→ **TO DO**
The records follow. Filter them to the lines that hold "refreshed".

>>>>>

Issue #1597, opened 2020-04-27
Module for fetching and caching metadata from the aggregation server


KtorZ:
# Context

See:

- https://jira.iohk.io/browse/ADP-258
- #1595
- #1596 

# Decision

Write a self-isolated module that can offer a simple interface to fetch and refresh metadata from an aggregation server. We'll likely cache these data in a database or on-disk in a second step.

# Acceptance Criteria

---

# Development 

- Cached client fetching data from an aggregation server ==> #1623 
- ~~Database interface for storing and fetching cached metadata~~ ==> Will actually do when we have more confidence about the final format of the metadata. This should be pretty straightforward but doing it now could force us to have to work on some unfortunate db migration later :| 

# QA 

- The cached client is tested in various scenarios with existing and non existing metadata [here](https://github.com/input-output-hk/cardano-wallet/blob/a218df265f67d2e8c941deb383129c521197a114/lib/core/test/unit/Cardano/Pool/MetadataSpec.hs#L139-L169).

Anviking:
Btw, did you know about [`managerRetryableException`](https://hackage.haskell.org/package/http-client-0.6.1/docs/src/Network.HTTP.Client.Types.html#managerRetryableException)? Maybe it could have been used for cardano-wallet-jormungandr, or can be used here, if we want retrying.

KtorZ:
Nope I didn't! Sounds like indeed something that is pretty handy. I've seen the servant client automatically retry on 500 errors. I wonder if it's manual or using this setting from the manager.

piotr-iohk:
LGTM.

PR #1623, opened 2020-05-04
Mock metadata aggregation server

KtorZ:
# Issue Number

#1597

# Overview

-  64052c5449d21ef3002d6ddf21dc06669e4c9315
  :round_pushpin: **Basic skeleton for refreshing metadata.**
  Still requires proper log messages and error handling. But this already allows some level of testing.

- 7be9a83dd78c02cef31b1ba71d08c5838709e98c
  :round_pushpin: **log events while refreshing metadata**
  
- 566d95d9482dd32eb4098288ecca99ac994bb36f
  :round_pushpin: **handle 404 in the metadata client directly**
  So that the calling code needs not to worry about the 'ClientError'. Any error becomes unexpected and all errors can be treated consistently.

- 398bb7839e105fabeea062292d6cbfe40e01ed8b
  :round_pushpin: **merge 'refresh' and 'Client' so that the client is already caching results by itself.**
  This makes it slightly easier to use from a consumer perspective. Once one has a handle on a 'Client IO Api' it can makes requests without having to
worry about whether they get cached or not. Doing so, I also removed the 'ClientError' from the response. The client does handle error by itself and
log messages accordingly. A caller would likely not do anything more than relogging the error.
Plus, from the caller perspective, a metadata not being there and the request failing has pretty much the same end: no metadata.

- 98a499d1e5fdbf20361074a6fe30be7766747852
  :round_pushpin: **write small unit / property tests to exercise the client.**
    Written as property so we get some fuzzy testing and test cases with and without metadata
  Fails nicely with each log messages obtained in the run:
  ```
  Assertion failed (after 1 test):
    PoolId {getPoolId = "\SOH\NUL\SOH\NUL\NUL\NUL\NUL\NUL\NUL\SOH\SOH\NUL\SOH\SOH\SOH\SOH\NUL\SOH\NUL\SOH\SOH\SOH\NUL\SOH\NUL\SOH\NUL\NUL\NUL\SOH\SOH\NUL"}
    MsgRefreshingMetadata (PoolId {getPoolId = "\SOH\NUL\SOH\NUL\NUL\NUL\NUL\NUL\NUL\SOH\SOH\NUL\SOH\SOH\SOH\SOH\NUL\SOH\NUL\SOH\SOH\SOH\NUL\SOH\NUL\SOH\NUL\NUL\NUL\SOH\SOH\NUL"}) (Just (StakePoolOffChainMetadata {ticker = StakePoolTicker {unStakePoolTicker = "VUHQ"}, name = "_-NfdG\21785\&0?-wjm'\\.G{0MtJ4E", description = "_-NfdG\21785\&0?-wjm'\\.G{0MtJ4E", homepage = "https://\tXuP9h>v\ETXXM\FSUHd\ACKp\SOH\FS\SOHg\DEL$.io"}),2020-05-04 23:31:26.917183969 UTC)
    MsgUsingCached (PoolId {getPoolId = "\SOH\NUL\SOH\NUL\NUL\NUL\NUL\NUL\NUL\SOH\SOH\NUL\SOH\SOH\SOH\SOH\NUL\SOH\NUL\SOH\SOH\SOH\NUL\SOH\NUL\SOH\NUL\NUL\NUL\SOH\SOH\NUL"}) 2020-05-04 23:31:26.917183969 UTC
  ```

- 51cf00ad9c6391dcc1a600298150c35909b1cd3f
  :round_pushpin: **add an extra scenario illustrating a unhappy path**
    ```
  Cardano.Pool.Metadata
    Metadata - MockServer
      Mock Server works as intended
        +++ OK, passed 100 tests:
        51% Got Valid Metadata
        49% No Corresponding Metadata
      Cache metadata when called twice within the TTL
        +++ OK, passed 10 tests.
      Fetch them again when fetching outside of the TTL
        +++ OK, passed 10 tests.
      Returns 'Nothing' and a warning log message on failure
        +++ OK, passed 1 test.
  ```

- c76f29d7b3eb338e26889d9ec41f8ecb37cd08d3
  :round_pushpin: **move 'count' to 'Test.Util.Trace' with extra comments'**

### DIFF
--- a/lib/core/src/Cardano/Pool/Metadata.hs
+++ b/lib/core/src/Cardano/Pool/Metadata.hs
@@ -21,7 +21,10 @@ module Cardano.Pool.Metadata
     ( Api
     , Client(..)
     , mkClientIO
+
+    -- * Refreshing Metadata
     , refresh
+    , MetadataRegistryLog (..)
 
     -- * Re-export
     , BaseUrl (..)
@@ -33,16 +36,26 @@ module Cardano.Pool.Metadata
 
 import Prelude
 
+import Cardano.BM.Data.Severity
+    ( Severity (..) )
+import Cardano.BM.Data.Tracer
+    ( HasPrivacyAnnotation (..), HasSeverityAnnotation (..) )
 import Cardano.Wallet.Api.Types
     ( ApiT (..) )
 import Cardano.Wallet.Primitive.Types
     ( PoolId, StakePoolOffChainMetadata (..) )
 import Control.Monad
     ( forM_ )
+import Control.Tracer
+    ( Tracer, traceWith )
 import Data.Proxy
     ( Proxy (..) )
+import Data.Text.Class
+    ( ToText (..) )
 import Data.Time.Clock
     ( NominalDiffTime, UTCTime, diffUTCTime, getCurrentTime )
+import Fmt
+    ( pretty )
 import Network.HTTP.Client
     ( Manager, defaultManagerSettings, newManager )
 import Servant
@@ -56,6 +69,8 @@ import Servant.Client
     , mkClientEnv
     , runClientM
     )
+
+import qualified Data.Text as T
 
 --
 -- Api
@@ -128,21 +143,66 @@ data MetadataConfig (m :: * -> *) = MetadataConfig
 --
 -- TODO: Add some typed log messages in here.
 refresh
-    :: MetadataConfig IO
+    :: Tracer IO MetadataRegistryLog
+        -- ^ Logging object for capturing events in the 'refresh' function.
+        --
+    -> MetadataConfig IO
         -- ^ Configuration and callbacks for persistence of metadata.
 
     -> [PoolId]
         -- ^ A list of pool ids for which metadata need to be fetched or
         -- refreshed.
     -> IO ()
-refresh cfg pids = do
+refresh tr cfg pids = do
     now <- getCurrentTime
     forM_ pids $ \pid -> getModificationTime pid >>= \case
         Just timestamp | diffUTCTime now timestamp < cacheTTL -> do
-            pure ()
-        _expiredOrNotCached -> do
-            meta <- either onClientError (pure . Just) =<< getStakePoolMetadata pid
-            saveMetadata (meta, now)
+            traceWith tr $ MsgUsingCached pid timestamp
+        _expiredOrNotCached -> getStakePoolMetadata pid >>= \case
+            -- FIXME: Handle errors properly:
+            --
+            --   - 404 not found are somewhat expected
+            --   - Other errors should be reported as warning.
+            Left e ->
+                traceWith tr $ MsgUnexpectedError e
+            Right meta -> do
+                traceWith tr $ MsgRefreshingMetadata pid (Just meta, now)
+                saveMetadata pid (Just meta, now)
   where
     MetadataConfig{saveMetadata,getModificationTime,apiClient,cacheTTL} = cfg
     Client{getStakePoolMetadata} = apiClient
+
+-- | Capture log events for the 'refresh' function.
+data MetadataRegistryLog
+    = MsgUsingCached PoolId UTCTime
+    | MsgRefreshingMetadata PoolId (Maybe StakePoolOffChainMetadata, UTCTime)
+    | MsgUnexpectedError ClientError
+    deriving (Show, Eq)
+
+instance HasPrivacyAnnotation MetadataRegistryLog
+instance HasSeverityAnnotation MetadataRegistryLog where
+    getSeverityAnnotation = \case
+        MsgUsingCached{} -> Debug
+        MsgRefreshingMetadata{} -> Debug
+        MsgUnexpectedError{} -> Warning
+
+instance ToText MetadataRegistryLog where
+    toText = \case
+        MsgUsingCached pid time -> T.unwords
+            [ "Using cached result for"
+            , pretty pid
+            , "last modified at"
+            , T.pack (show time)
+            ]
+        MsgRefreshingMetadata pid (meta, time) -> T.unwords
+            [ "Setting metadata for "
+            , pretty pid
+            , "="
+            , maybe "ø" (T.pack . show) meta
+            , ", last modified at"
+            , T.pack (show time)
+            ]
+        MsgUnexpectedError e -> T.unwords
+            [ "Unexpected error from the aggregation server:"
+            , T.pack (show e)
+            ]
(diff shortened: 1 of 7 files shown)


lib/core/src/Cardano/Pool/Metadata.hs
```diff
@@ -65,23 +95,123 @@ type Api
...
         client (Proxy @Api)
+
+-- | A configuration for managing metadata with the aggregation server.
+-- Callbacks and parameterized effects allows for easier testing while a real
+-- specialization would wire a database connector in here.
+data MetadataConfig (m :: * -> *) = MetadataConfig
+    { saveMetadata
+        :: PoolId -> (Maybe StakePoolOffChainMetadata, UTCTime) -> m ()
+        -- ^ A callback action for storing an off-chain metadata. The callback
+        -- may be called with 'Nothing' to store that no metadata were found for
```
Anviking, line 128: > may be called with 'Nothing' to store that no metadata were found

Does this mean any existing metadata will be removed?

> this allows for not constantly re-fetching data for pools that are known to have no metadata

Not quite understanding this from the comment

lib/core/src/Cardano/Pool/Metadata.hs
```diff
@@ -65,23 +95,123 @@ type Api
...
+    :: Tracer IO MetadataRegistryLog
+        -- ^ Logging object for capturing events in the 'refresh' function.
+        --
+    -> MetadataConfig IO
+        -- ^ Configuration and callbacks for persistence of metadata.
+
+    -> [PoolId]
+        -- ^ A list of pool ids for which metadata need to be fetched or
+        -- refreshed.
+    -> IO ()
```
Anviking: Why is `refresh` needed? Can we not just put the caching inside `Client`?
```haskell
cachedClient 
    :: (PoolId -> m (Maybe StakePoolOffChainMetadata, UTCTime)) 
    -> (PoolId -> Maybe (StakePoolOffChainMetadata, UTCTime) -> m ()) 
    -> Client Api m 
    -> Client Api m
cachedClient pid putCached getCached rawClient = Client { getStakePoolMetadata
    if stale 
    then (getStakePoolMetadata rawClient) >>= \x -> putCache x >> return x 
    else getCached
}
```

lib/core/src/Cardano/Pool/Metadata.hs
KtorZ: > Does this mean any existing metadata will be removed?

No. This would be done automatically by the DB when pushing a de-registration certificate.

> Not quite understanding this from the comment

The thing is: we don't want to only cache metadata when they exist, but also when they aren't available. If we only cache metadata hit, then everytime we'll "refresh" metadata we'll have to make a query for all the pools that didn't have metadata. 

Yet, if we cache both the presence or absence of metadata, we only need a request for pools that are new and for which the state is unknown.

lib/core/src/Cardano/Pool/Metadata.hs
KtorZ: That is a valid point. Felt simpler to write both decoupled initially but, simply having a cached client make sense.

lib/core/test/unit/Cardano/Pool/MetadataSpec.hs
```diff
@@ -237,3 +321,14 @@ generateWith seed (MkGen gen) =
     --
     -- https://hackage.haskell.org/package/QuickCheck-2.13.2/docs/src/Test.QuickCheck.Gen.html#generate
     size = 30
+
+-- | Count elements in the list matching the given Prism.
+--
+-- >>> count (_Ctor @"MyConstructor") xs
+-- 2
+count :: Prism' s a -> [s] -> Int
```
rvl: Maybe put this in a tests common module, because other tests which count log messages can use it.

rvl (approved):

lib/core/test/unit/Cardano/Pool/MetadataSpec.hs
KtorZ: c76f29d7b3eb338e26889d9ec41f8ecb37cd08d3

KtorZ:
bors try

lib/core/src/Cardano/Pool/Metadata.hs
Anviking: I was more curious about a `Client Api m -> Client Api m` function, but sure, what you have now works too.

lib/core/test/unit/Cardano/Pool/MetadataSpec.hs
```diff
@@ -83,54 +93,120 @@ import Test.QuickCheck
...
 
+    around (withMockServer inMemoryCache)
+        $ it "Cache metadata when called twice within the TTL"
+        $ \mkClient -> withMaxSuccess 10 $ property $ \pid -> monadicIO $ do
+            (logs, _) <- run $ captureLogging $ \tr -> do
+                let Client{getStakePoolMetadata} = mkClient tr
+                void $ getStakePoolMetadata pid
+                void $ getStakePoolMetadata pid
+            monitor $ counterexample $ unlines $ show <$> logs
+            assert $ countMsg (_Ctor @"MsgRefreshingMetadata") logs == 1
```
Anviking, line 147: Cool approach!

lib/core/test/unit/Cardano/Pool/MetadataSpec.hs
```diff
@@ -83,54 +93,120 @@ import Test.QuickCheck
...
+    around (withMockServer inMemoryCache)
+        $ it "Fetch them again when fetching outside of the TTL"
+        $ \mkClient -> withMaxSuccess 10 $ property $ \pid -> monadicIO $ do
+            (logs, _) <- run $ captureLogging $ \tr -> do
+                let Client{getStakePoolMetadata} = mkClient tr
+                void $ getStakePoolMetadata pid
+                threadDelay' (2 * defaultCacheTTL)
+                void $ getStakePoolMetadata pid
+            assert $ countMsg (_Ctor @"MsgRefreshingMetadata") logs == 2
+            assert $ countMsg (_Ctor @"MsgUsingCached")        logs == 0
```
Anviking, line 159: But now, what if the data becomes unavailable? How should it react?

Anviking (approved):

lib/core/test/unit/Cardano/Pool/MetadataSpec.hs
KtorZ: If the metadata is removed, then it'll be updated when the cache is refreshed.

<<<<<

→ **WRITTEN ANSWER**
         -- refreshed.
+        -- refreshed.
KtorZ: If the metadata is removed, then it'll be updated when the cache is refreshed.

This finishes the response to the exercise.